Gene Smith Turned Page to Helping Defense After Loss To Michigan
In the months following Ohio State’s 42-27 loss to Michigan, everyone sounded off, from players, coaches (even opposing ones), fans and media alike. The one voice that had yet to speak up was Ohio State athletic director Gene Smith, who said last week that the Michigan loss was hard on everyone in the building.
“That’s not one that we ever want to experience again, and it’s not something that we really think should ever happen again,” Smith said. “Our expectation is to win that game every year and we’ve done that historically.
“So, how do we respond?
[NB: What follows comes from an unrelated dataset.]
PR #6538, opened 2023-12-12
Remove empty “find_by_collection_type” custom query

marrus-sh:
This file wasn’t doing anything, right? It can be deleted??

What I try to do as the athletic director is step back and look at the big picture, and I did that with the whole season as I considered that game,” he continued. “We were young, we grew as the season went on. I really felt we grew.”
It was the first loss to the Wolverines since 2011, and while a loss to Michigan is humiliating in and of itself, it was a manhandling in Ann Arbor.
A loss like that caused a fair amount of introspection among the program, which led to nearly an entire rehauling of Ohio State’s defensive staff. Smith said that following the game, he was in full support of the changes Day looked to make.
“I turned the page immediately to what I needed to do to help Ryan Day do what he needed to do to fix,” he said. “In this building, his mindset was fixing the defense and creating more leadership among the players, and he’s done that. The question for me was about helping him. The mood in the building was felt more for me through him, and what he was trying to do.”
Though it will be a few months before Ohio State’s new-look defense will take the field, Smith was still pleased with the immediate response to the loss to Michigan with the Buckeyes’ comeback win over Utah in the Rose Bowl.
“I love the reaction and how we responded in the Rose Bowl,” Smith said. “I think that was a direct result of him trying to get more leadership from the players. Great teams have talent, they have great coaches but at the end of the day, players at some point in time have to take control, be it of the locker room or of the game if you want to be champions. And there were just so many puppies last year – one of the youngest teams in our history.”